Wildly silly and littered with obscenity: This show will make you laugh until it hurts

1 week ago 12

Cameron Woodhead

February 13, 2026 — 12:48pm

MUSICAL THEATRE
The Book of Mormon ★★★★★
Princess Theatre, from February 12

Much has changed since The Book of Mormon’s Australian premiere in 2017, but the omnivorous satire of Trey Parker and Matt Stone retains an edge in a fallen world that seems increasingly immune to parody.

The Book of Mormon has retained its edge.Jason South

No comedy landed blows on the cruelty, chaos, and naked authoritarian intent of the second Trump administration quite like the latest season of South Park – which featured the President having sex with Satan – and despite a similar puerile streak, The Book of Mormon remains one of the funniest Broadway musicals of all time, not least because it is willing to slaughter every sacred cow in sight.

This wildly silly story of Mormons sent to a remote Ugandan village takes comedic licence to extremes.

It’s all kinds of wrong. Songs littered with lyric obscenity. Tap dancing choruses of self-appointed white saviours. Parodies of cultural appropriation (with musical nods to The Lion King) and cultural relativism (with a villain devoted to female genital mutilation), and light mockery of the stranger beliefs of Mormonism, all wrapped in a post-colonial encounter that transcends offence by lobbing counter-offence at every uncomfortable truth it lampoons.

Young Mormon missionaries Elder Price (Sean Johnston) and Elder Cunningham (Nick Cox) have their work cut out for them. The Africans they’ve been sent to convert are unreceptive, and fair enough. Poverty and AIDS are rampant, and they live under the gun of a vicious warlord, General Buttf---ing Naked (Augie Tchantcho), who’s determined to cut off every clitoris in their village.

Sean Johnston as Elder Price and Nick Cox as Elder Cunningham.Jason South

The town’s leader Mafala Hatimbi (Simbarashe Matshe) and his daughter Nabulungi (Paris Leveque) are prone to cursing the Almighty, the Elder in charge (Tom Struik) is a closeted homosexual, and the hopelessness of their mission leads even the ardent, all-American Elder Price to a crisis of faith.

It’s up to his super-nerd sidekick Elder Cunningham – a maidenless sweatlord with a Star Wars obsession – to spice up the word of Jesus if he wants to bring the populace into the church. But is he giving them false hope?
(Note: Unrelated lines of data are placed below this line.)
PR #9312, opened 2022-08-14
cmake: improve detection of threadsafe feature

mback2k:
Avoids failing test 1014 by replicating configure checks
for HAVE_ATOMIC and _WIN32_WINNT with custom CMake tests.

Follow up to #8680 and #8997

### DIFF
--- a/CMake/CurlTests.c
+++ b/CMake/CurlTests.c
@@ -516,3 +516,50 @@ main() {
   return 0;
 }
 #endif
+#ifdef HAVE_ATOMIC
+/* includes start */
+#ifdef HAVE_SYS_TYPES_H
+#  include <sys/types.h>
+#endif
+#ifdef HAVE_UNISTD_H
+#  include <unistd.h>
+#endif
+#ifdef HAVE_STDATOMIC_H
+#  include <stdatomic.h>
+#endif
+/* includes end */
+
+int
+main() {
+  _Atomic int i = 1;
+  i = 0;  // Force an atomic-write operation.
+  return i;
+}
+#endif
+#ifdef HAVE_WIN32_WINNT
+/* includes start */
+#ifdef WIN32
+/*
+ * Don't include unneeded stuff in Windows headers to avoid compiler
+ * warnings and macro clashes.
+ * Make sure to define this macro before including any Windows headers.
+ */
+#  ifndef WIN32_LEAN_AND_MEAN
+#    define WIN32_LEAN_AND_MEAN
+#  endif
+#  ifndef NOGDI
+#    define NOGDI
+#  endif
+#  include "../lib/setup-win32.h"
+#endif
+/* includes end */
+
+#define enquote(x) #x
+#define expand(x) enquote(x)
+#pragma message("_WIN32_WINNT=" expand(_WIN32_WINNT))
+
+int
+main() {
+  return 0;
+}
+#endif
--- a/CMakeLists.txt
+++ b/CMakeLists.txt
@@ -982,6 +982,7 @@ check_include_file_concat("pwd.h"            HAVE_PWD_H)
 check_include_file_concat("setjmp.h"         HAVE_SETJMP_H)
 check_include_file_concat("signal.h"         HAVE_SIGNAL_H)
 check_include_file_concat("ssl.h"            HAVE_SSL_H)
+check_include_file_concat("stdatomic.h"      HAVE_STDATOMIC_H)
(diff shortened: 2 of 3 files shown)


MarcelRaad (approved):
👍

mback2k:
@MarcelRaad with the current state of this PR I almost get all AppVeyor builds to work again regarding test 1014, but one is still failing and quite weird. My new CMake `_WIN32_WINNT` [detection test returns](https://ci.appveyor.com/project/curlorg/curl/builds/44533140/job/3owg7l4bx7a2hj5h?fullLog=true#L182) `0x0501` for it, but [later during the compilation](https://ci.appveyor.com/project/curlorg/curl/builds/44533140/job/3owg7l4bx7a2hj5h?fullLog=true#L264) of `easy_lock.h` the actual value is `0x0601` and I am not sure where this is coming from. Do you have any idea?

MarcelRaad:
Hmm, I don't see it on first glance either. This is Visual Studio 2010 with the Windows 7 SDK, which defaults to 0x0601, so that should be correct. I'll take another look later.

mback2k:
@MarcelRaad I was missing the include of `sdkddkver.h` in `CurlTests.c`. Now the Windows part is working correctly.

MarcelRaad:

And what will happen when the newly converted Africans perform a play containing their interpretation of Mormon beliefs?

This production is in some respects better than the one in 2017. The central comedy duo has sharper definition and contrast, the Bob Fosse-inspired choruses of dancing Mormons give showstopping performances, and the chorus of African villagers has the last laugh in a scene of utter hilarity.

There’s the odd soft point, too, notably the relative weakness of Leveque’s voice in a role that was sung last time around by the inimitable Zahra Newman.

Still, this all-singing, all-dancing production is packed with vocal and comedic talent, and the show will make you laugh ’til it hurts, whether you’ve seen it before or not.